E esta nova delinqüência, em termos da repercussão social dos crimes praticados, basta uma análise singela das suas conseqüências, é muito mais gravosa à sociedade do que a tradicional. Seus efeitos são difusos ou transindividuais, não sendo facilmente perceptíveis ao senso comum do povo, mas nefastos à ordem social, pois que afetam sobretudo as funções estatais direcionadas para a implementação do bem-estar comunitário e, especialmente, as ordens social, financeira e econômica, irradiando funestas repercussões sobre todos e rompendo perigosamente o elemento confiança que preside todas as relações.

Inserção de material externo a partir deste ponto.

PR #9662, opened 2023-12-15
migrate to mbedtls 3.x with mbedtls 2.x backward compatibility

awakecoding:
This pull request adds support for mbedtls 3.x while retaining mbedtls 2.x compatibility. mbedtls support is still limited to WinPR library builds, as we don't yet have full support for making FreeRDP hybrid openssl/mbedtls builds in one go. For our internal builds, we build WinPR+mbedtls first, then FreeRDP+openssl against WinPR+mbedtls. Fixing the build system for this would be better off done in a separate pull request, and start with mbedtls 3/2 compatibility.

Here is how I've built mbedtls 2 and 3 locally:

```
git clone git@github.com/Mbed-TLS/mbedtls.git
cd mbedtls

git checkout v3.5.1
mkdir build-mbedtls3 && cd build-mbedtls3
cmake -DENABLE_TESTING=OFF -DENABLE_PROGRAMS=OFF -DCMAKE_POSITION_INDEPENDENT_CODE=ON -DCMAKE_INSTALL_PREFIX="/opt/deps/mbedtls3" ..
make
sudo make install
cd ..

git checkout v2.28.6
mkdir build-mbedtls2 && cd build-mbedtls2
cmake -DENABLE_TESTING=OFF -DENABLE_PROGRAMS=OFF -DCMAKE_POSITION_INDEPENDENT_CODE=ON -DCMAKE_INSTALL_PREFIX="/opt/deps/mbedtls2" ..
make
sudo make install
cd ..
```

Here is how I have built WinPR against both versions of mbedtls locally (yes, the CMakeLists.txt in FreeRDP/WinPR can be used as the "root" one for WinPR-only builds):

```
cd FreeRDP/winpr
mkdir build-mbedtls2 && cd build-mbedtls2
cmake -DCMAKE_PREFIX_PATH="/opt/deps/mbedtls2" -DCMAKE_INSTALL_PREFIX="/opt/deps/winpr-mbedtls2" -DWITH_MBEDTLS=ON -DWITH_OPENSSL=OFF ..
make
sudo make install

cd FreeRDP/winpr
mkdir build-mbedtls3 && cd build-mbedtls3
cmake -DCMAKE_PREFIX_PATH="/opt/deps/mbedtls3" -DCMAKE_INSTALL_PREFIX="/opt/deps/winpr-mbedtls3" -DWITH_MBEDTLS=ON -DWITH_OPENSSL=OFF ..
make
sudo make install
```

And now, to build FreeRDP against a prebuilt WinPR (this requires a bit of fiddling in cmake/ConfigureFreeRDP.cmake that I'll look into a future pull request for the build system improvements):

```
cd FreeRDP
mkdir build-mbedtls3 && cd build-mbedtls3
cmake -DCMAKE_PREFIX_PATH="/opt/deps/mbedtls3;/opt/deps/winpr-mbedtls3" -DCMAKE_INSTALL_PREFIX="/opt/deps/winpr-mbedtls3" -DWITH_MBEDTLS=ON -DWITH_OPENSSL=OFF -DFREERDP_UNIFIED_BUILD=OFF -DWITH_SERVER=OFF ..
```

That's it! Most of the changes were to remove deprecated algorithms, and I also removed a bunch of definition mappings we were likely never going to use (I originally had replicated the entire set from mbedtls). Some struct members became private, requiring the usage of functions to access them. I added backward compatibility wrappers such that it can still build with mbedtls 2.

Since RC4 and MD4 were removed from mbedtls, I set the default to use internal RC4, MD4 for mbedtls, while leaving them on (previous default) for openssl builds. The old havege random number generated was also removed from mbedtls, so I added code for the newer APIs which aren't as straightforward to use, but should do the trick.


winpr/include/winpr/custom-crypto.h
```diff
@@ -185,38 +185,16 @@ extern "C"
 #define WINPR_CIPHER_AES_128_GCM 14
 #define WINPR_CIPHER_AES_192_GCM 15
 #define WINPR_CIPHER_AES_256_GCM 16
-#define WINPR_CIPHER_CAMELLIA_128_ECB 17
```
akallabeth, line 188: why remove these?

winpr/libwinpr/crypto/cipher.c
```diff
@@ -269,122 +252,6 @@ static const EVP_CIPHER* winpr_openssl_get_evp_cipher(int cipher)
 		case WINPR_CIPHER_AES_256_CCM:
 			evp = EVP_get_cipherbyname("aes-256-ccm");
 			break;
-
```
akallabeth, line 272: why remove these?

winpr/libwinpr/crypto/cipher.c
```diff
@@ -580,18 +343,6 @@ mbedtls_cipher_type_t winpr_mbedtls_get_cipher_type(int cipher)
 		case WINPR_CIPHER_AES_256_CCM:
 			type = MBEDTLS_CIPHER_AES_256_CCM;
 			break;
-
```
akallabeth, line 583: why remove these?

winpr/CMakeLists.txt
```diff
@@ -270,12 +280,10 @@ set(OPENSSL_FEATURE_TYPE "RECOMMENDED")
...
 	find_feature(MbedTLS ${MBEDTLS_FEATURE_TYPE} ${MBEDTLS_FEATURE_PURPOSE} ${MBEDTLS_FEATURE_DESCRIPTION})
 
-	if(OPENSSL_FOUND)
-		add_definitions("-DWITH_OPENSSL")
-	endif()
-
-	if(MBEDTLS_FOUND)
+	if(WITH_MBEDTLS AND MBEDTLS_FOUND)
 		add_definitions("-DWITH_MBEDTLS")
+	else()
```
akallabeth, line 285: better keep the `OPENSSL_FOUND` here, don´t assume it is there.

CMakeLists.txt
```diff
@@ -684,8 +684,10 @@ if(OPENSSL_FOUND)
 	add_definitions("-DWITH_OPENSSL")
 	message(STATUS "Using OpenSSL Version: ${OPENSSL_VERSION}")
 	include_directories(${OPENSSL_INCLUDE_DIR})
-elseif(MBEDTLS_FOUND)
-	add_definitions("-DWITH_MBEDTLS")
+endif()
+
+if(MBEDTLS_FOUND)
+	add_definitions("-DWITH_OPENSSL")
```
akallabeth, line 690: sure you want to define OpenSSL here?

winpr/include/winpr/custom-crypto.h
awakecoding: mbedtls deprecated all DES and blowfish ciphers, as for Camellia, they're not deprecated yet but they were never used, so I decided to just reduce the set of cipher IDs we map to a more reasonable subset

winpr/libwinpr/crypto/cipher.c
awakecoding: Same reason for removing the deprecated cipher IDs we map with mbedtls in the headers, this is just another mapping function

winpr/libwinpr/crypto/cipher.c
awakecoding: Same as above, deprecated and unused cipher mapping

CMakeLists.txt
awakecoding: Good catch, I'll fix this

awakecoding:
@akallabeth changes have been made according to comments, as for the removal of mbedtls id mapping of DES, Blowfish ciphers, they've been removed in mbedtls 3.x, and it's not worth using ifdefs for compatibility. As for camelia ciphers, we never needed them, and they're bound to be removed eventually, so might as well rip the band aid now. I do use the AES ciphers in other projects that use WinPR without FreeRDP though, so we're keeping those.

winpr/include/winpr/custom-crypto.h
akallabeth: we´ve released 3.0 with these, so I´m for playing it safe here and just change what is really required. (yes, should not be used anywhere, but you never know)

akallabeth:
@awakecoding your changes break the openssl build on the ci.

awakecoding:
I'll do another pass of changes on Monday to get this pull request clean and ready to go. I'll put the camellia ciphers back, but blowfish and DES will still be removed because they're no longer defined, is that okay? In other words I'll limit the ID removal to what's been removed in mbedtls 3.x

akallabeth:
@awakecoding I´d just keep all the defines in the public header, but no need to implement that (no longer existing) ones for `mbedtls`. (just return a failure where appropriate)
just want to keep the headers and defined symbols consistent for 3.0

awakecoding:
@akallabeth it should all be good now!

akallabeth (approved):
LGTM

akallabeth:
@awakecoding great, and merged!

Como bem observa FISCHER, com amparo na mais abalizada doutrina, ao contrário da delinqüência tradicional, em relação aos delitos econômicos não se cogita de bens jurídicos que protejam objetos fisicamente individualizáveis e lesionáveis, pois que “normalmente não resta possível essa ‘individualização’, na

medida em que os bens jurídicos são ‘institucionais’ ou ‘difusos’, referindo-se a um conjunto de condições sociais gerais cujo atendimento é indispensável para uma convivência pacífica e próspera da sociedade”.69

Exemplos desta nova delinqüência tem-se em profusão: crimes contra a ordem tributária, econômica e financeira, crimes de lavagem de dinheiro, crimes contra a seguridade social, crimes de fraudes em licitações, crimes contra o sistema bancário cometidos pela INTERNET, crimes contra o meio ambiente, crimes de jogos de azar, toda a gama de delitos praticados por agentes públicos, que não constitui novidade, mas que somente nos tempos atuais passam a receber a repressão penal.

Outro dado é relevante. A estrutura do crime organizado passou a ter um caráter transnacional. Nada obstante, os órgãos de repressão mantêm-se com uma estrutura e uma dinâmica de atuação voltadas para um âmbito nacional. A transnacionalidade confere às organizações criminosas maior agilidade e fluidez, portanto, intensa capacidade de burlar as leis e os morosos sistemas de repressão organizados pelos Estados, limitados e impedidos de agir por deficiência ou mesmo ausência de uma normatividade internacional que possibilite atuação mais eficaz.

Toda esta nova realidade reflete-se negativamente na justiça criminal, em termos de morosidade. Diariamente, convivemos com operações policiais midiáticas, com centenas de prisões e apreensões de bens e valores. Toda esta movimentação policial é judicializada. Desde a origem, tem-se uma autorização judicial para busca e apreensão, autorização de quebra de sigilo ou outra medida que demande autorização judicial; depois é instaurado um inquérito policial sob a presidência do juiz competente, e sobre tudo que nele ocorre este é chamado a decidir, e são impetrados tantos habeas corpus quantos forem os acusados, presos ou soltos e, na mesma medida das apreensões, ajuizados pedidos de liberação de bens. Profusão de presos, processos-crime e de incidentes processuais. Algumas vezes, formam-se litisconsórcios multitudinários com dezenas de réus num único processo, tornado excessivamente volumoso, complexo e demorado. Ficam prejudicadas a celeridade, a segurança e, sobretudo, a defesa dos acusados.

A tendência criminológica, assim marcada pela complexidade em todas as etapas da persecução penal, faz com que o processo penal tenha,

naturalmente, um curso mais dilargado. O desafio é, na perspectiva da eficiência que a sociedade cobra do Direito Penal, encontrar soluções de aperfeiçoamento do sistema de justiça criminal, e é com este desiderato que se pretende enfocar o fenômeno da prescrição penal, que precisa estar consentâneo e adaptado à atual realidade criminológica que vivenciamos.